What the task asks:
Your response should be every line of the data, written out exactly.

Entries taken from a collection:
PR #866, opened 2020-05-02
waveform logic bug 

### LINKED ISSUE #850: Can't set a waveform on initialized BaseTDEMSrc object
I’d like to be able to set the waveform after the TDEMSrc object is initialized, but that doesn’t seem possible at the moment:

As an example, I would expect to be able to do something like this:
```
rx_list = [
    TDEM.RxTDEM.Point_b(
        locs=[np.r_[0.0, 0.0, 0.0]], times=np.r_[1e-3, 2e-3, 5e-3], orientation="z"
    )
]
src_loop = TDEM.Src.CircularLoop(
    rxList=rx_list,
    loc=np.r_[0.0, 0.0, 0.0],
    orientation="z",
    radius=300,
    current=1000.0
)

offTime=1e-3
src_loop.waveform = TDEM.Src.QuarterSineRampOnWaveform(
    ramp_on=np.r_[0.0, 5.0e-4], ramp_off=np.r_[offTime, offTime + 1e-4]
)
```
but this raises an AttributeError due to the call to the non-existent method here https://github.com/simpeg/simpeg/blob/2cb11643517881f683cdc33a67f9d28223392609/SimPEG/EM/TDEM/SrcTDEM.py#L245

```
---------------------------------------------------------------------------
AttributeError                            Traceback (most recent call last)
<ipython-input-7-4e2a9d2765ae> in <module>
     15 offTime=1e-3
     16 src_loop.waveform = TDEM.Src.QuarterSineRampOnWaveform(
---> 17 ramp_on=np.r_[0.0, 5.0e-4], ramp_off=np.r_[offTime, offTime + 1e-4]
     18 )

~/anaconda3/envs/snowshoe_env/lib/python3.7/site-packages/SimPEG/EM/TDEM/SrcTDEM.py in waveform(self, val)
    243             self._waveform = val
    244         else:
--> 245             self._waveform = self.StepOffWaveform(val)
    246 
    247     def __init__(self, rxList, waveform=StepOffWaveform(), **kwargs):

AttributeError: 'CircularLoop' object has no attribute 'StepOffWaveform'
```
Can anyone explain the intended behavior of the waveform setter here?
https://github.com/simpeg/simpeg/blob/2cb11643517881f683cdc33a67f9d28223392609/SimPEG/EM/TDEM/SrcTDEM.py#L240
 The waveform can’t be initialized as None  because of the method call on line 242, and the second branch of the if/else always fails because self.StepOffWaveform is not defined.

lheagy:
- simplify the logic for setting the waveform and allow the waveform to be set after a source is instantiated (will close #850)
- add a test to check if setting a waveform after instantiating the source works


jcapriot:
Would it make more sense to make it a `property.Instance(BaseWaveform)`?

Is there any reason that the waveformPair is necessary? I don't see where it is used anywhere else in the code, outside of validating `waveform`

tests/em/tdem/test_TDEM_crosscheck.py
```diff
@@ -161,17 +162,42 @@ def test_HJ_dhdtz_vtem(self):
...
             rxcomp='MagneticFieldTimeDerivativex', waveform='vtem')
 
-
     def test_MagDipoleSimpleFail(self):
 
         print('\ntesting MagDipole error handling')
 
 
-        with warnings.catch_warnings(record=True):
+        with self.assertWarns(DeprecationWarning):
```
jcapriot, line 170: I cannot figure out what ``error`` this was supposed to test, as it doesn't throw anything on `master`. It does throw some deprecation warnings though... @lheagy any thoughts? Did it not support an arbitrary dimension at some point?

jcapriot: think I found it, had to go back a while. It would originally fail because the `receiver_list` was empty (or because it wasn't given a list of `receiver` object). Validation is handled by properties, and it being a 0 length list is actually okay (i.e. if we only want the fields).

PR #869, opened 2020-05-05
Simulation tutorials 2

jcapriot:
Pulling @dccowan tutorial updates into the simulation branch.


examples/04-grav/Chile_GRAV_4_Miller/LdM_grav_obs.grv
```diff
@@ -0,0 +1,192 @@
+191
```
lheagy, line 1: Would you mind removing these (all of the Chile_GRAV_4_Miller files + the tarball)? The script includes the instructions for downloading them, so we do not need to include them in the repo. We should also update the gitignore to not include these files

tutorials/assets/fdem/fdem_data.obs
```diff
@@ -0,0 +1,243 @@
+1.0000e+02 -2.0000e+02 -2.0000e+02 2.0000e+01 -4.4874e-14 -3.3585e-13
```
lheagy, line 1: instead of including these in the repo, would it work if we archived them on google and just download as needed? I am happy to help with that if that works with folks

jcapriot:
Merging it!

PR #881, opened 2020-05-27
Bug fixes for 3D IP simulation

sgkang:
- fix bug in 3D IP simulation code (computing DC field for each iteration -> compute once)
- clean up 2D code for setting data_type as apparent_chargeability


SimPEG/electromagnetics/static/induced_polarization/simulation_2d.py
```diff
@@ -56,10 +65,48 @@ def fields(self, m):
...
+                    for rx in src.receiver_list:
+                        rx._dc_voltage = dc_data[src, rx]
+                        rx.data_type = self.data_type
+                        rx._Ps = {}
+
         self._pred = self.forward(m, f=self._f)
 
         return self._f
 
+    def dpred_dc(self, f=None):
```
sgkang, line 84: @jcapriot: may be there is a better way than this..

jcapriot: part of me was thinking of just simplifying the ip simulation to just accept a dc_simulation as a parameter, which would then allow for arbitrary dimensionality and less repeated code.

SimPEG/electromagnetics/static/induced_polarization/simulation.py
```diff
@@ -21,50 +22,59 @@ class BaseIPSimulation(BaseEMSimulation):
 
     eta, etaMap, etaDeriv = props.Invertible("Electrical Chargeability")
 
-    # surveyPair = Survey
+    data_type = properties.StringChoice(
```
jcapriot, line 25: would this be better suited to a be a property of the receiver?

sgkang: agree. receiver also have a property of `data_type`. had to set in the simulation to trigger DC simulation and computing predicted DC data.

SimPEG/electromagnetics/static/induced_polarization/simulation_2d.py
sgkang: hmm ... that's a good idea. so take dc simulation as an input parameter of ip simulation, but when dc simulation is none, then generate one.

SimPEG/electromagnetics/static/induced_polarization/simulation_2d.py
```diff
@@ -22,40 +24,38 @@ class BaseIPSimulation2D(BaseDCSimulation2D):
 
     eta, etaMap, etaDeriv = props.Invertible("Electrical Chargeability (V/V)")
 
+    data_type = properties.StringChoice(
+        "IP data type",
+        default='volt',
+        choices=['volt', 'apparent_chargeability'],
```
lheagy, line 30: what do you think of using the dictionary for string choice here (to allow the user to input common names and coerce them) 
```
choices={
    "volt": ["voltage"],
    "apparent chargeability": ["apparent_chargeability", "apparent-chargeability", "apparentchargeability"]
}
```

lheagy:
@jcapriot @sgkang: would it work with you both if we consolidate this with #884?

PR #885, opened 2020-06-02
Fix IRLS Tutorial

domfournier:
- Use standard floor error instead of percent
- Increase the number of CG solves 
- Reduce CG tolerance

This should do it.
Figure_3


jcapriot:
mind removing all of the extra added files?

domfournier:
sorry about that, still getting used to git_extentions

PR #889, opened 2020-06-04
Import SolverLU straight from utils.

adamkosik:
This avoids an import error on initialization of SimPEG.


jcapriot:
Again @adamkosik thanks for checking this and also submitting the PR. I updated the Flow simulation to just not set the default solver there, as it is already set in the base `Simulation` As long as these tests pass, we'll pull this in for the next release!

Result of this exercise:
PR #866, opened 2020-05-02
waveform logic bug 

### LINKED ISSUE #850: Can't set a waveform on initialized BaseTDEMSrc object
I’d like to be able to set the waveform after the TDEMSrc object is initialized, but that doesn’t seem possible at the moment:

As an example, I would expect to be able to do something like this:
```
rx_list = [
    TDEM.RxTDEM.Point_b(
        locs=[np.r_[0.0, 0.0, 0.0]], times=np.r_[1e-3, 2e-3, 5e-3], orientation="z"
    )
]
src_loop = TDEM.Src.CircularLoop(
    rxList=rx_list,
    loc=np.r_[0.0, 0.0, 0.0],
    orientation="z",
    radius=300,
    current=1000.0
)

offTime=1e-3
src_loop.waveform = TDEM.Src.QuarterSineRampOnWaveform(
    ramp_on=np.r_[0.0, 5.0e-4], ramp_off=np.r_[offTime, offTime + 1e-4]
)
```
but this raises an AttributeError due to the call to the non-existent method here https://github.com/simpeg/simpeg/blob/2cb11643517881f683cdc33a67f9d28223392609/SimPEG/EM/TDEM/SrcTDEM.py#L245

```
---------------------------------------------------------------------------
AttributeError                            Traceback (most recent call last)
<ipython-input-7-4e2a9d2765ae> in <module>
     15 offTime=1e-3
     16 src_loop.waveform = TDEM.Src.QuarterSineRampOnWaveform(
---> 17 ramp_on=np.r_[0.0, 5.0e-4], ramp_off=np.r_[offTime, offTime + 1e-4]
     18 )

~/anaconda3/envs/snowshoe_env/lib/python3.7/site-packages/SimPEG/EM/TDEM/SrcTDEM.py in waveform(self, val)
    243             self._waveform = val
    244         else:
--> 245             self._waveform = self.StepOffWaveform(val)
    246 
    247     def __init__(self, rxList, waveform=StepOffWaveform(), **kwargs):

AttributeError: 'CircularLoop' object has no attribute 'StepOffWaveform'
```
Can anyone explain the intended behavior of the waveform setter here?
https://github.com/simpeg/simpeg/blob/2cb11643517881f683cdc33a67f9d28223392609/SimPEG/EM/TDEM/SrcTDEM.py#L240
 The waveform can’t be initialized as None  because of the method call on line 242, and the second branch of the if/else always fails because self.StepOffWaveform is not defined.

lheagy:
- simplify the logic for setting the waveform and allow the waveform to be set after a source is instantiated (will close #850)
- add a test to check if setting a waveform after instantiating the source works


jcapriot:
Would it make more sense to make it a `property.Instance(BaseWaveform)`?

Is there any reason that the waveformPair is necessary? I don't see where it is used anywhere else in the code, outside of validating `waveform`

tests/em/tdem/test_TDEM_crosscheck.py
```diff
@@ -161,17 +162,42 @@ def test_HJ_dhdtz_vtem(self):
...
             rxcomp='MagneticFieldTimeDerivativex', waveform='vtem')
 
-
     def test_MagDipoleSimpleFail(self):
 
         print('\ntesting MagDipole error handling')
 
 
-        with warnings.catch_warnings(record=True):
+        with self.assertWarns(DeprecationWarning):
```
jcapriot, line 170: I cannot figure out what ``error`` this was supposed to test, as it doesn't throw anything on `master`. It does throw some deprecation warnings though... @lheagy any thoughts? Did it not support an arbitrary dimension at some point?

jcapriot: think I found it, had to go back a while. It would originally fail because the `receiver_list` was empty (or because it wasn't given a list of `receiver` object). Validation is handled by properties, and it being a 0 length list is actually okay (i.e. if we only want the fields).

PR #869, opened 2020-05-05
Simulation tutorials 2

jcapriot:
Pulling @dccowan tutorial updates into the simulation branch.


examples/04-grav/Chile_GRAV_4_Miller/LdM_grav_obs.grv
```diff
@@ -0,0 +1,192 @@
+191
```
lheagy, line 1: Would you mind removing these (all of the Chile_GRAV_4_Miller files + the tarball)? The script includes the instructions for downloading them, so we do not need to include them in the repo. We should also update the gitignore to not include these files

tutorials/assets/fdem/fdem_data.obs
```diff
@@ -0,0 +1,243 @@
+1.0000e+02 -2.0000e+02 -2.0000e+02 2.0000e+01 -4.4874e-14 -3.3585e-13
```
lheagy, line 1: instead of including these in the repo, would it work if we archived them on google and just download as needed? I am happy to help with that if that works with folks

jcapriot:
Merging it!

PR #881, opened 2020-05-27
Bug fixes for 3D IP simulation

sgkang:
- fix bug in 3D IP simulation code (computing DC field for each iteration -> compute once)
- clean up 2D code for setting data_type as apparent_chargeability


SimPEG/electromagnetics/static/induced_polarization/simulation_2d.py
```diff
@@ -56,10 +65,48 @@ def fields(self, m):
...
+                    for rx in src.receiver_list:
+                        rx._dc_voltage = dc_data[src, rx]
+                        rx.data_type = self.data_type
+                        rx._Ps = {}
+
         self._pred = self.forward(m, f=self._f)
 
         return self._f
 
+    def dpred_dc(self, f=None):
```
sgkang, line 84: @jcapriot: may be there is a better way than this..

jcapriot: part of me was thinking of just simplifying the ip simulation to just accept a dc_simulation as a parameter, which would then allow for arbitrary dimensionality and less repeated code.

SimPEG/electromagnetics/static/induced_polarization/simulation.py
```diff
@@ -21,50 +22,59 @@ class BaseIPSimulation(BaseEMSimulation):
 
     eta, etaMap, etaDeriv = props.Invertible("Electrical Chargeability")
 
-    # surveyPair = Survey
+    data_type = properties.StringChoice(
```
jcapriot, line 25: would this be better suited to a be a property of the receiver?

sgkang: agree. receiver also have a property of `data_type`. had to set in the simulation to trigger DC simulation and computing predicted DC data.

SimPEG/electromagnetics/static/induced_polarization/simulation_2d.py
sgkang: hmm ... that's a good idea. so take dc simulation as an input parameter of ip simulation, but when dc simulation is none, then generate one.

SimPEG/electromagnetics/static/induced_polarization/simulation_2d.py
```diff
@@ -22,40 +24,38 @@ class BaseIPSimulation2D(BaseDCSimulation2D):
 
     eta, etaMap, etaDeriv = props.Invertible("Electrical Chargeability (V/V)")
 
+    data_type = properties.StringChoice(
+        "IP data type",
+        default='volt',
+        choices=['volt', 'apparent_chargeability'],
```
lheagy, line 30: what do you think of using the dictionary for string choice here (to allow the user to input common names and coerce them) 
```
choices={
    "volt": ["voltage"],
    "apparent chargeability": ["apparent_chargeability", "apparent-chargeability", "apparentchargeability"]
}
```

lheagy:
@jcapriot @sgkang: would it work with you both if we consolidate this with #884?

PR #885, opened 2020-06-02
Fix IRLS Tutorial

domfournier:
- Use standard floor error instead of percent
- Increase the number of CG solves 
- Reduce CG tolerance

This should do it.
Figure_3


jcapriot:
mind removing all of the extra added files?

domfournier:
sorry about that, still getting used to git_extentions

PR #889, opened 2020-06-04
Import SolverLU straight from utils.

adamkosik:
This avoids an import error on initialization of SimPEG.


jcapriot:
Again @adamkosik thanks for checking this and also submitting the PR. I updated the Flow simulation to just not set the default solver there, as it is already set in the base `Simulation` As long as these tests pass, we'll pull this in for the next release!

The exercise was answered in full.